I built a custom kernel (4.14.12) with Intel MEI disabled. I have no /dev/mei,
and my system seems to work fine. But can it be that easy to disable the malware?
Here is the output of nmap:
Code: [Select]
sudo nmap -p 16991-16995,623,624 localhost
PORT      STATE  SERVICE
623/tcp   closed oob-ws-http #not sure this and the next are relevant
624/tcp   closed cryptoadmin
16991/tcp closed intel-rci-mp
16992/tcp closed amt-soap-http
16993/tcp closed amt-soap-https
16994/tcp closed amt-redir-tcp
16995/tcp closed amt-redir-tls
That seems to look good, but everything I read on the www to disable this junk
is like "get a raspberry, install a special image, flash your firmware etc, etc"
which sounds definitely dangerous and difficult. It might even be dangerous to
disable ME at this point, as Intel might distribute firmware updates against
meltdown/spectre in this way. How can I know? I installed the recent intel-ucode
update (intel-ucode 20180108-1), but dmesg says "microcode updated early to
revision 0xc2, date = 2017-11-16", so that's probably not the update I was looking
for.
Code: [Select]
00:00.0 Host bridge: Intel Corporation Xeon E3-1200 v5/E3-1500 v5/6th Gen Core Processor Host Bridge/DRAM Registers (rev 07)
00:02.0 VGA compatible controller: Intel Corporation HD Graphics 530 (rev 06)
00:14.0 USB controller: Intel Corporation Sunrise Point-H USB 3.0 xHCI Controller (rev 31)
00:16.0 Communication controller: Intel Corporation Sunrise Point-H CSME HECI #1 (rev 31)
00:17.0 SATA controller: Intel Corporation Sunrise Point-H SATA controller [AHCI mode] (rev 31)
00:1c.0 PCI bridge: Intel Corporation Sunrise Point-H PCI Express Root Port #5 (rev f1)
00:1d.0 PCI bridge: Intel Corporation Sunrise Point-H PCI Express Root Port #9 (rev f1)
00:1f.0 ISA bridge: Intel Corporation Sunrise Point-H LPC Controller (rev 31)
00:1f.2 Memory controller: Intel Corporation Sunrise Point-H PMC (rev 31)
00:1f.3 Audio device: Intel Corporation Sunrise Point-H HD Audio (rev 31)
00:1f.4 SMBus: Intel Corporation Sunrise Point-H SMBus (rev 31)
00:1f.6 Ethernet controller: Intel Corporation Ethernet Connection (2) I219-V (rev 31)
from dmesg:
Code: [Select]
efi: EFI v2.50 by American Megatrends
DMI: Wortmann_AG TERRA_PC/H110M-A/M.2, BIOS 3407 04/18/2017
from config (I disabled everything with MEI in it):
Code: [Select]
...
# CONFIG_INTEL_MEI is not set
# CONFIG_INTEL_MEI_ME is not set
# CONFIG_INTEL_MEI_TXE is not set
...
Secure boot is disabled.
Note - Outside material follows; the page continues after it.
PR #711, opened 2024-05-02
Add support for DPoP

laura-rodriguez:
* Add a DPoPProofJwtGenerator class responsbile for DPoP Proof JWT generation
* Update OAuthTokenProvider interface and default classes to return an OAuthTokenResponse instead of just the access token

I'll post more info as needed.

Re: Disable Intel MEI?

Reply #1
you may be disabling some kernel modules but you're not in fact disabling the hardware MEI
Quote
Hardware-based management does not depend on the presence of an OS or locally installed management agent.
disabling the MEI hardware would completely disable your ability to boot the computer, per the intel docs


Re: Disable Intel MEI?

Reply #3
I knew all that. I just built and installed linux-libre, and it seems to work perfectly (I don't even need linux-firmware or inetutils, I took those out of the dependencies a while ago), but it is way old (4.14.0), and it doesn't load the recent ucode update, so I don't think it is safe to use. Kind of annoying, with all the noise they make.

Re: Disable Intel MEI?

Reply #4
It is worth printing:

*Read and share online:
<https://www.fsf.org/blogs/sysadmin/the-management-engine-an-attack-on-computer-users-freedom>*

Dear Ruben Safir,

"The Management Engine (frequently abbreviated as ME) is a separate
computer within Intel computers, which denies users control over their
computers, by forcing them to run nonfree software that cannot be
modified or replaced by anyone but Intel. This is dangerous and
unjust. It is a very serious attack on freedom, privacy, and security
of computer users."

So writes Denis GNUtoo Carikli, free software activist and one of the
co-founders of the Replicant project in a recent article titled "[The
Management Engine: an attack on computer users' freedom][1]."

[1]:
https://www.fsf.org/blogs/sysadmin/the-management-engine-an-attack-on-computer-users-freedom

Intel ME lives inside every computer with an Intel chipset. As a
major producer of home and commercial computing technology, Intel ME
can seem not just pervasive, but ubiquitous. This infringement of
freedom is in homes around the world -- and there's nothing that can
be done about it.

With security issues like the [Spectre and Meltdown][2]
vulnerabilities discovered in Intel chips -- the most popular chipset
among x86 users -- it's become more important than ever to talk about
the necessity of software freedom in these deeply embedded technologies.

[2]:
https://www.cnet.com/news/meltdown-spectre-intel-ceo-no-recall-chip-processor/

In order to help a larger audience understand Intel Management Engine
and the way it affects developers and users alike, Carikli began
working on a book, a section of which he shared with the FSF for
publication.

You can [read and share this article online at FSF.org][1].

Cheers,
Molly

--
* Follow us at <https://status.fsf.org/fsf>. * Subscribe to our RSS
feeds at <https://fsf.org/blogs/RSS>.
* Join us as an associate member at <https://www.fsf.org/jf>.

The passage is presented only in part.